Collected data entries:
PR #299, opened 2020-06-17
[WIP] Add copy of sdf element in Actor copy constructor

luca-della-vedova:
The Actor copy constructor doesn't copy the sdf property and this causes a lot of issues down the line.

Specifically, when a user spawns an actor through the Create user command a [copy of an Actor object is created](https://github.com/ignitionrobotics/ign-gazebo/blob/master/src/systems/user_commands/UserCommands.cc#L524), then the CreateEntities function emits a [LoadPlugin event](https://github.com/ignitionrobotics/ign-gazebo/blob/master/src/SdfEntityCreator.cc#L315-L316) with the Element() pointer, which wasn't initialized, is a null pointer and causes a segmentation fault.

This bug fixes this specific segfault, reproducible by running an ign gazebo world and calling the ros_ign service create:
`ros2 run ros_ign_gazebo create -file ~/.ignition/fuel/fuel.ignitionrobotics.org/Mingfei/models/actor/1/model.sdf`
This results in a segmentation fault before the PR while the actor is correctly spawned with the PR.

I had a look at the CopyFrom function and noticed that it copies everything except [links, joints and the sdf element](https://github.com/osrf/sdformat/blob/master/src/Actor.cc#L107-L114). I'm wondering if this is intended (I'm guessing it is otherwise we would be using the default copy operator). I'm a bit worried if we don't copy these properties similar bugs might happen in future when users assume that all the properties are copied.
Would it make sense to get rid of the manual copy and fall back to the default copy of the private data? Similar to what is done in [Model](https://github.com/osrf/sdformat/blob/master/src/Model.cc#L98).

I'll fix the tests once we agree on what the copy behavior should be.

### DIFF
--- a/.gitignore
+++ b/.gitignore
@@ -1,4 +1,3 @@
-syntax: glob
 
 build
 build_*
--- a/CMakeLists.txt
+++ b/CMakeLists.txt
@@ -51,7 +51,7 @@ set (CMAKE_INCLUDE_DIRECTORIES_PROJECT_BEFORE ON)
 # to choose the flag -std=gnu++14 instead of -std=c++14 when the C++14
 # features are requested. Explicitly turning this flag off will force cmake to
 # choose -std=c++14.
-# See https://bitbucket.org/ignitionrobotics/ign-cmake/issues/13 for more info.
+# See https://github.com/ignitionrobotics/ign-cmake/issues/13 for more info.
 set(CMAKE_CXX_EXTENSIONS off)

> REQUIRED ACTION
Set down the data once more, exactly as shown above.

> SOLUTION TO THIS TASK
PR #299, opened 2020-06-17
[WIP] Add copy of sdf element in Actor copy constructor

luca-della-vedova:
The Actor copy constructor doesn't copy the sdf property and this causes a lot of issues down the line.

Specifically, when a user spawns an actor through the Create user command a [copy of an Actor object is created](https://github.com/ignitionrobotics/ign-gazebo/blob/master/src/systems/user_commands/UserCommands.cc#L524), then the CreateEntities function emits a [LoadPlugin event](https://github.com/ignitionrobotics/ign-gazebo/blob/master/src/SdfEntityCreator.cc#L315-L316) with the Element() pointer, which wasn't initialized, is a null pointer and causes a segmentation fault.

This bug fixes this specific segfault, reproducible by running an ign gazebo world and calling the ros_ign service create:
`ros2 run ros_ign_gazebo create -file ~/.ignition/fuel/fuel.ignitionrobotics.org/Mingfei/models/actor/1/model.sdf`
This results in a segmentation fault before the PR while the actor is correctly spawned with the PR.

I had a look at the CopyFrom function and noticed that it copies everything except [links, joints and the sdf element](https://github.com/osrf/sdformat/blob/master/src/Actor.cc#L107-L114). I'm wondering if this is intended (I'm guessing it is otherwise we would be using the default copy operator). I'm a bit worried if we don't copy these properties similar bugs might happen in future when users assume that all the properties are copied.
Would it make sense to get rid of the manual copy and fall back to the default copy of the private data? Similar to what is done in [Model](https://github.com/osrf/sdformat/blob/master/src/Model.cc#L98).

I'll fix the tests once we agree on what the copy behavior should be.

### DIFF
--- a/.gitignore
+++ b/.gitignore
@@ -1,4 +1,3 @@
-syntax: glob
 
 build
 build_*
--- a/CMakeLists.txt
+++ b/CMakeLists.txt
@@ -51,7 +51,7 @@ set (CMAKE_INCLUDE_DIRECTORIES_PROJECT_BEFORE ON)
 # to choose the flag -std=gnu++14 instead of -std=c++14 when the C++14
 # features are requested. Explicitly turning this flag off will force cmake to
 # choose -std=c++14.
-# See https://bitbucket.org/ignitionrobotics/ign-cmake/issues/13 for more info.
+# See https://github.com/ignitionrobotics/ign-cmake/issues/13 for more info.
 set(CMAKE_CXX_EXTENSIONS off)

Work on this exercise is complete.